Data Superabundance part 2: The Long Tail of Data

Time for a longer discussion of our thinking about data superabundance, data management and what we’re up to…

Findability is driven by the frequency with which data gets used.  The more you use something, the easier it becomes to find.  Even sophisticated search engines like Google follow this model.  The legendary Page Rank algorithm primarily looks at who links to you.  The more popular a site is based on links, the more findable Google makes it.  So over time, findable data becomes more findable (or if you prefer "the rich get richer" — thanks Todd!).

And don’t get me wrong, Google works great.

But here’s the thing.  Thanks to the crazy year over year increase in data (zetabytes by 2010) more and more data is being used less and less.  "Huh?" I hear you cry… 

Look at it this way.  The amount of data that any individual can use frequently is pretty fixed — there are only so many hours in the day.  Time for a flashback to High School with a scary Venn diagram:

So the green dot represents the amount of data you use frequently.  The red circle is all the data you ever use.  Now let the calendar roll forward a bit.  The overall amount of data has increased significantly, but the amount of data you can use frequently is about the same.  And that picture looks like this:

So as a percentage of all the data, the stuff you use frequently is now a much tinier piece.  In other words, more data is now used less.  As data superabundance continues its merry march, frequently used data will continue to be an ever smaller piece of all the data that exists.  And that’s going to cause all kinds of problems…

And now for part 2 of PTOTD (pet theory of the day)…  The long tail.

If you take all the data inventory contained within a company, assess the frequency with which each piece of data is used, rank them in order and plot a graph, I think you’d see some kind of Power Curve.  This is also known as a "Long Tail" graph.  If you haven’t read the excellent book by Chris Anderson, you really should.

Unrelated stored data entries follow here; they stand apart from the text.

PR #5523, opened 2022-05-02
CBG-2027 Enhancements to GET /db/_user/

adamcfraser:
Adds the ability to include email and disabled values when retrieving all users via GET /db/_user/ by setting name_only=false.  Also supports specifying a limit on that REST API when name_only=false is being used.

Views support is not required (and not included, as it would require an update to view definitions).  For 3.1.0 we plan to support this functionality more generally with new indexes on the system collection, but putting this in master for the time being.

- [x] `xattrs=true` https://jenkins.sgwdev.com/job/SyncGateway-Integration/222/ - full run with views
- [x] `xattrs=true` https://jenkins.sgwdev.com/job/SyncGateway-Integration/223/ - new test with GSI

### DIFF
--- a/rest/admin_api.go
+++ b/rest/admin_api.go
@@ -1339,8 +1339,12 @@ func (h *handler) getUsers() error {
 		}
 		bytes, marshalErr = base.JSONMarshal(users)
 	}
+
+	if marshalErr != nil {
+		return marshalErr
+	}
 	h.writeRawJSON(bytes)
-	return marshalErr
+	return nil
 }
 
 func (h *handler) getRoles() error {
--- a/rest/admin_api.go
+++ b/rest/admin_api.go
@@ -30,6 +30,10 @@ const kDefaultDBOnlineDelay = 0
 
 const paramDisableOIDCValidation = "disable_oidc_validation"
 
+// GetUsers  - GET /{db}/_user/
+const paramNameOnly = "name_only"
+const paramLimit = "limit"
+
 // ////// DATABASE MAINTENANCE:
 
 // "Create" a database (actually just register an existing bucket)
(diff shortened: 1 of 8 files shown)


rest/admin_api.go
```diff
@@ -1309,13 +1313,34 @@ func (h *handler) getRoleInfo() error {
...
+		users, err := h.db.GetUsers(h.db.Ctx, int(limit))
+		if err != nil {
+			return err
+		}
+		bytes, marshalErr = base.JSONMarshal(users)
 	}
-	bytes, err := base.JSONMarshal(users)
 	h.writeRawJSON(bytes)
-	return err
+	return marshalErr
```
bbrks: This (including the existing error handling code) isn't safe as `writeRawJSON` writes a 200 status code, and the subsequent error cannot override the status code because it's already been sent to the client.

```
$ curl -v http://Administrator:password@localhost:4985/db2/_user/
*   Trying 127.0.0.1:4985...
* Connected to localhost (127.0.0.1) port 4985 (#0)
* Server auth using Basic with user 'Administrator'
> GET /db2/_user/ HTTP/1.1
> Host: localhost:4985
> Authorization: Basic QWRtaW5pc3RyYXRvcjpwYXNzd29yZA==
> User-Agent: curl/7.79.1
> Accept: */*
>
* Mark bundle as not supporting multiuse
< HTTP/1.1 200 OK
< Content-Length: 0
< Content-Type: application/json
< Server: Couchbase Sync Gateway/3.1 branch/ commit/ CE
< Date: Tue, 03 May 2022 13:47:46 GMT
<
* Connection #0 to host localhost left intact
```

```
2022-05-03T14:47:46.845+01:00 [INF] HTTP: c:#001 GET /db2/_user/ (as <ud>Administrator</ud> as ADMIN)
2022/05/03 14:47:46 http: superfluous response.WriteHeader call from github.com/couchbase/sync_gateway/rest.(*handler).writeStatus (handler.go:1077)
2022-05-03T14:47:46.891+01:00 [ERR] c:#001 #001: foo -- rest.(*handler).writeError() at handler.go:1046
2022-05-03T14:47:46.891+01:00 [INF] HTTP: c:#001 #001:     --> 500 Internal error: foo  (3470.3 ms)
```

rest/admin_api.go
```diff
@@ -30,6 +30,10 @@ const kDefaultDBOnlineDelay = 0
 
 const paramDisableOIDCValidation = "disable_oidc_validation"
 
+// GetUsers  - GET /{db}/_user/
+const paramNameOnly = "name_only"
+const paramLimit = "limit"
```
bbrks, line 35: Can these parameters be included in the API docs?

You can add define them in the `docs/api/components/parameters.yaml` file

```yaml
usersNameOnly:
  name: name_only
  in: query
  required: false
  schema:
    type: boolean
    default: true
  description: Whether to return user names only, or more detailed information for each user.
usersLimit:
  name: limit
  in: query
  required: false
  schema:
    type: integer
  description: How many results to return.
```

and then reference them from the `docs/api/paths/admin/{db}~_user~.yaml` file on the GET method:

```yaml
get:
  parameters:
    - $ref: ../../components/parameters.yaml#/usersNameOnly
    - $ref: ../../components/parameters.yaml#/usersLimit
```

bbrks (changes requested):

rest/admin_api.go
adamcfraser: Will do - thanks for typing that up.

bbrks (approved):

PR #5530, opened 2022-05-06
CBG-2053: Added stat tracking for connected client putRev messages

IsaacLambat:
CBG-2053

- Added additional stats for `handlePutRev`, and modified existing stats
- Moved `handleRev` code to shared function `processRev` which both `handleRev` and `handlePutRev` now use
- Added stats mapping for `processRev` so `handleRev` and `handlePutRev` both can have their own independant stats
- Added test to make sure stats for `handleRev` still work correctly

- [x] `xattrs=true` https://jenkins.sgwdev.com/job/SyncGateway-Integration/240/

### DIFF
--- a/db/blip_handler.go
+++ b/db/blip_handler.go
@@ -790,7 +790,8 @@ type processRevStats struct {
 }
 
 // Processes a "rev" request, i.e. client is pushing a revision body
-func (bh *blipHandler) processRev(rq *blip.Message, stats processRevStats) (err error) {
+// stats must always be provided, along with all the fields filled with valid pointers
+func (bh *blipHandler) processRev(rq *blip.Message, stats *processRevStats) (err error) {
 	startTime := time.Now()
 	defer func() {
 		stats.processingTime.Add(time.Since(startTime).Nanoseconds())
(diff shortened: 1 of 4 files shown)


db/blip_handler.go
```diff
@@ -780,15 +780,24 @@ type removalDocument struct {
...
+	count           *base.SgwIntStat // Increments when rev processed successfully
+	errorCount      *base.SgwIntStat
+	deltaRecvCount  *base.SgwIntStat
+	bytes           *base.SgwIntStat
+	processingTime  *base.SgwIntStat
+	docsPurgedCount *base.SgwIntStat
+}
+
+// Processes a "rev" request, i.e. client is pushing a revision body
+func (bh *blipHandler) processRev(rq *blip.Message, stats processRevStats) (err error) {
```
bbrks: Nitpick: Would feel clearer to pass a pointer to the struct here instead of copying the struct.

Doesn't strictly matter, since the struct itself contains pointers, but would communicate the intended usage of `processRev` modifying items inside the struct a bit better.

bbrks (dismissed):
This looks good, I have one _tiny_ nitpick about the new stats parameter of `processRev` but if you disagree that's fine

bbrks (approved):

PR #5531, opened 2022-05-06
CBG-2058: Always pass a terminator to Compact

markspolakovs:
CBG-2058

If SGW was left running long enough that the compaction background task runs (so only on nodes with import enabled), and there are tombstones present older than the metadata purge interval, the task would check that a nil terminator is complete and thus panic. This PR ensures we always pass down a terminator to Compact, as well as adding a regression test.

- [x] `xattrs=true` https://jenkins.sgwdev.com/job/SyncGateway-Integration/249/

### DIFF
--- a/db/database_test.go
+++ b/db/database_test.go
@@ -2505,6 +2505,40 @@ func TestGetAllUsers(t *testing.T) {
 	assert.Equal(t, 2, len(limitedUsers))
 }
 
+// Regression test for CBG-2058.
+func TestImportCompactPanic(t *testing.T) {
+	if !base.TestUseXattrs() {
+		t.Skip("requires xattrs")
+	}
+
+	// Set the compaction and purge interval unrealistically low to reproduce faster
+	options := DatabaseContextOptions{
+		CompactInterval: 1,
+	}
+	AddOptionsFromEnvironmentVariables(&options)
+	bucket := base.GetTestBucket(t)
+	dbc, err := NewDatabaseContext("db", bucket, true, options)
+	require.NoError(t, err, "Couldn't create context for database 'db'")
+	defer dbc.Close()
+
+	dbc.PurgeInterval = time.Millisecond
+	db, err := CreateDatabase(dbc)
+	require.NoError(t, err, "Couldn't create database 'db'")
+
+	// Create a document, then delete it, to create a tombstone
+	rev, doc, err := db.Put("test", Body{})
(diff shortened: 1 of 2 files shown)


db/database_test.go
```diff
@@ -66,6 +66,11 @@ func setupTestDBForBucketWithOptions(t testing.TB, tBucket base.Bucket, dbcOptio
 
 func setupTestDBWithOptionsAndImport(t testing.TB, dbcOptions DatabaseContextOptions) *Database {
 	AddOptionsFromEnvironmentVariables(&dbcOptions)
+	if dbcOptions.GroupID == "" && base.IsEnterpriseEdition() {
+		// In a real SG this would be set in DefaultStartupConfig.
+		dbcOptions.GroupID = "default"
+		RegisterImportPindexImpl("default")
```
bbrks: This seems odd that it's not already done as part of `NewDatabaseContext` in the real SG code.
Having it done inside the function that generates an options struct (`dbcOptionsFromConfig`) feels a bit like a side-effect.

db/database_test.go
```diff
@@ -66,6 +66,11 @@ func setupTestDBForBucketWithOptions(t testing.TB, tBucket base.Bucket, dbcOptio
 
 func setupTestDBWithOptionsAndImport(t testing.TB, dbcOptions DatabaseContextOptions) *Database {
 	AddOptionsFromEnvironmentVariables(&dbcOptions)
+	if dbcOptions.GroupID == "" && base.IsEnterpriseEdition() {
+		// In a real SG this would be set in DefaultStartupConfig.
+		dbcOptions.GroupID = "default"
```
bbrks: `"default"` is actually not the default beyond the SG config file, it's an empty string - but it not working with empty strings implies there might be a larger problem here...

bbrks (changes requested):
Have a few questions about the group ID stuff - maybe we can walk through the changes in a call to discuss instead of back-and-forth

db/database_test.go
markspolakovs: Discussed offline - this should indeed be moved into `NewDatabaseContext`, but that's slightly outside the scope of this PR (and it's risky for a PR that's getting backported to 3.0.1), so I'll leave this as is with a TODO (to get the tests to pass) and file a separate one to move this out.

bbrks (approved):
LGTM

PR #5716, opened 2022-08-24
Handle stdlib wrapped errors in ErrorAsHTTPStatus

markspolakovs:
`base.ErrorAsHTTPStatus` today uses `pkgerrors.Cause` to get the underlying HTTP error, which works as expected when code uses `pkgerrors.Wrap()`, but not the more idiomatic (since Go 1.13) `fmt.Errorf()`. Replace `pkgerrors.Cause` with an `unwrap`per that properly handles errors wrapped per the Go 1.13 idiom.

`pkgerrors` also implements the Go 1.13 interfaces (https://github.com/pkg/errors/blob/5dd12d0cfe7f152f80558d591504ce685299311e/errors.go#L247-L248), so there should be no concerns for old code that still uses the `pkgerrors` style.

## Pre-review checklist

- [ ] `xattrs=true` https://jenkins.sgwdev.com/job/SyncGateway-Integration/697/

### DIFF
--- a/base/error.go
+++ b/base/error.go
@@ -169,7 +169,7 @@ func ErrorAsHTTPStatus(err error) (int, string) {
 	case *RetryTimeoutError:
 		return http.StatusGatewayTimeout, unwrappedErr.Error()
 	}
-	return http.StatusInternalServerError, fmt.Sprintf("Internal error: %v", unwrappedErr)
+	return http.StatusInternalServerError, fmt.Sprintf("Internal error: %v", err)
 }
 
 // Returns the standard CouchDB error string for an HTTP error status.
--- a/base/error.go
+++ b/base/error.go
@@ -81,6 +81,18 @@ func HTTPErrorf(status int, format string, args ...interface{}) *HTTPError {
 	return &HTTPError{status, fmt.Sprintf(format, args...)}
 }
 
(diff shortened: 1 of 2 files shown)


bbrks:
You mention this changing an error here #5717 

> Starting a SG against a CB 6.6.5 instance, when issuing a PUT /collections/ with a scope/collection defined, I get
> 
>     {
>       "error": "Internal Server Error",
>       "reason": "couldn't load database: couldn't reload database: Collections specified in database config, but not supported by connected Couchbase Server."
>     }
> 
> (nb: this won't be an "Internal Server Error" once https://github.com/couchbase/sync_gateway/pull/5716 is merged)

What will the value of `error` be after this change, in that case?
Do we need to worry about other unintended changes of responses due to this change?

markspolakovs:
With this change (and another change that I've just spotted that I'll push up in a moment), the error will become

```json
{
  "error": "Bad Request",
  "reason": "Named collections specified in database config, but not supported by connected Couchbase Server."
}
```

There is a risk of changes of responses, though I'd hope that the integration tests will check for that, since they assert on specific status codes. Happy to close if you feel it's too risky though.

markspolakovs:
Closing for now as not actually necessary.

PR #5717, opened 2022-08-24
CBG-2286: Check on startup if the bucket supports collections

markspolakovs:
CBG-2286

Refuse to create the DB if collections are configured, but the datastore doesn't support it.

## Pre-review checklist

- [ ] `package rest, CB 7.0.3` https://jenkins.sgwdev.com/job/SyncGateway-Integration/700/
- [ ] `package rest, CB 6.6.5` https://jenkins.sgwdev.com/job/SyncGateway-Integration/701/

## Manual verification

Starting a SG against a CB 6.6.5 instance, when issuing a `PUT /collections/` with a scope/collection defined, I get

```json
{
  "error": "Bad Request",
  "reason": "Named collections specified in database config, but not supported by connected Couchbase Server."
}
```

### DIFF
--- a/rest/server_context.go
+++ b/rest/server_context.go
@@ -40,6 +40,8 @@ const kStatsReportInterval = time.Hour
 const kDefaultSlowQueryWarningThreshold = 500 // ms
 const KDefaultNumShards = 16
 
+var errCollectionsUnsupported = base.HTTPErrorf(http.StatusBadRequest, "Named collections specified in database config, but not supported by connected Couchbase Server.")
+
 // Shared context of HTTP handlers: primarily a registry of databases by name. It also stores
 // the configuration settings so handlers can refer to them.
 // This struct is accessed from HTTP handlers running on multiple goroutines, so it needs to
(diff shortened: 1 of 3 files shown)


rest/server_context.go
```diff
@@ -408,6 +408,12 @@ func (sc *ServerContext) _getOrAddDatabaseFromConfig(config DatabaseConfig, useE
 		return nil, err
 	}
 
+	if spec.Scope != nil && spec.Collection != nil {
```
bbrks: `Scope` and `Collection` on a `BucketSpec` are temporary and go away as soon as we need to support more than one collection.

We should be checking `len(DatabaseConfig.Scopes) > 0` to determine whether we're running with any named scope/collection, even if they happen to be `_default`.`_default`

bbrks (changes requested):

rest/server_context.go
markspolakovs: Will do - the only downside is that that means this check will happen after DbContext setup and index build, which means that you'll be waiting a while before finding out that your configuration is unsupported. Not a huge deal though.

bbrks: I dunno how we're able to build indexes on a collection if the server doesn't support collections

`config DatabaseConfig` in this function contains the nessesary info to determine whether the database is going ot be using a named collection, without creating a DatabaseContext first

markspolakovs: The index build would fail, but it'd be good if we gave a descriptive error than some N1QL internals. This is all moot though, because I misread `DatabaseConfig` as `DatabaseContext`...

bbrks (approved):

PR #5719, opened 2022-08-24
CBG-2344: Implement remaining DCPClient callbacks and always use collections

markspolakovs:
CBG-2344

Implement the DCPClient callbacks that we need to be fully Collections-aware:
* Expiration - handled similarly to Deletion, except as a separate stream event type
* SeqNoAdvanced - increments the VB seqno but otherwise no special handling

Also enables collections on DCPClient by default, even when only streaming the default collection - partly as a workaround for MB-53448 (which only affects "legacy" DCP clients).

Note that we don't handle the CollectionID on the DCP messages - we likely will need to when we move to multi-collection support.

## Pre-review checklist

- [x] https://github.com/couchbase/sg-bucket/pull/79

- [ ] `xattrs=true` https://jenkins.sgwdev.com/job/SyncGateway-Integration/699/
  * timed out

### DIFF
--- a/base/dcp_client.go
+++ b/base/dcp_client.go
@@ -31,6 +31,7 @@ type DCPClient struct {
 	workers                    []*DCPWorker                   // Workers for concurrent processing of incoming mutations and callback.  vbuckets are partitioned across workers
 	workersWg                  sync.WaitGroup                 // Active workers WG - used for signaling when the DCPClient workers have all stopped so the doneChannel can be closed
 	spec                       BucketSpec                     // Bucket spec for the target data store
+	supportsCollections        bool                           // Whether the target data store supports collections
 	numVbuckets                uint16                         // number of vbuckets on target data store
 	terminator                 chan bool                      // Used to close worker goroutines spawned by the DCPClient
 	doneChannel                chan error                     // Returns nil on successful completion of one-shot feed or external close of feed, error otherwise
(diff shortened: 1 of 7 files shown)


base/dcp_client.go
```diff
@@ -362,8 +364,14 @@ func (dc *DCPClient) openStreamRequest(vbID uint16) error {
 	vbMeta := dc.metadata.GetMeta(vbID)
 
 	options := gocbcore.OpenStreamOptions{}
-	if len(dc.collectionIDs) != 0 {
-		options.FilterOptions = &gocbcore.OpenStreamFilterOptions{CollectionIDs: dc.collectionIDs}
+	// Always use a collection-aware feed if supported
+	if dc.supportsCollections {
+		// If no collection IDs specified, filter to the default collection
+		collIds := dc.collectionIDs
+		if len(collIds) == 0 {
```
torcolvin, line 371: I don't like the assumption that this will always be 0, I think we should move this logic to `Collection.GetCollectionId` and pass `_default._default` or mark as unsupported.

torcolvin (commented):
I'd be tempted to change the callers here https://cs.github.com/couchbase/sync_gateway/blob/c33de1bf00e6b2ae12d81c4e62176a1f7f064e29/db/attachment_compaction.go?q=repo%3Acouchbase%2Fsync_gateway+collectionids#L543

https://cs.github.com/couchbase/sync_gateway/blob/841ecdf02dc6ed1e05df26c0e69f8fd130a55148/base/gocb_dcp_feed.go?q=repo%3Acouchbase%2Fsync_gateway+collectionids#L52

The key thing to remember is that these are probably about to become []*Collection.

It's not clear to me that this is better, but we seem like we are doing the logic twice - always pass collections in even if they are the default makes more sense if there are multiple collections.

There thing that Collection parameter is used for is two things which we'll probably need to split.

(1) metadata storage for checkpoints
(2) collection.Spec for TLS parameters and bucketname when creating `DCPAgentConfig`.

markspolakovs:
@torcolvin 

> The key thing to remember is that these are probably about to become []*Collection.

I'm not quite sure I follow - are you suggesting changing the `CollectionIDs []uint32` option to `Collections []*Collection`? That might make sense to do at some point, but I'd argue it's a bit outside the scope of this PR - happy to be corrected though. In particular, checkpoint storage seems more in the realm of [CBG-2266](https://issues.couchbase.com/browse/CBG-2266).

torcolvin:
> I'm not quite sure I follow - are you suggesting changing the `CollectionIDs []uint32` option to `Collections []*Collection`? That might make sense to do at some point, but I'd argue it's a bit outside the scope of this PR - happy to be corrected though. In particular, checkpoint storage seems more in the realm of [CBG-2266](https://issues.couchbase.com/browse/CBG-2266).

I'm just thinking in terms of making the API obviously forward compatible to when we pass `[]*Collection`, i.e. let the caller pass it in and don't worry in DCPClient whether it is supported or not.

markspolakovs:
> don't worry in DCPClient whether it is supported or not

We'll still need a check there, because this DCPClient code will need to work with server 6.6 (for the time being at least), so I'm not sure that we can safely assume collections support.

torcolvin:
> > don't worry in DCPClient whether it is supported or not
> 
> We'll still need a check there, because this DCPClient code will need to work with server 6.6 (for the time being at least), so I'm not sure that we can safely assume collections support.

I was suggesting we always add `_default._default` in the place where we pass in `collectionIDs` and if `collectionIDs` are zero, we keep existing behavior.

base/dcp_client_stream_observer.go
```diff
@@ -85,7 +85,14 @@ func (dc *DCPClient) End(end gocbcore.DcpStreamEnd, err error) {
 }
 
 func (dc *DCPClient) Expiration(expiration gocbcore.DcpExpiration) {
```
markspolakovs, line 89: Note to self: do we need to opt-in to expirations?

adamcfraser (approved):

So what?  Well here’s a graph to stare at:


Chris’s book focuses on the long tail for goods.  Most retailers focus on the tip of the long tail — they stock only the most popular items and they sell a lot of each one.  He makes a great argument for focusing on a huge number of less popular items and selling just a few of each one.

The big guns in data management (ECM, CMS, data warehousing etc) are like retailers.  They focus on the tip of the graph — the top 5% or so of a company’s data.  But 80-85% of a corporation’s data is in the "Long Tail" part of the chart.  That data is hard to search and mostly unmanaged.

Now maybe your inner skeptic is thinking that less frequently used data probably doesn’t have much value.  But there’s not much correlation between usage and value.  Less frequently used data just tends to have variable value driven by circumstance — it’s data that may not be needed today but will be vital tomorrow.

disruptorMonkey is building tools to manage the "Long Tail" of data. 

Based on the response from those that get what we’re doing, this is going to be an interesting ride!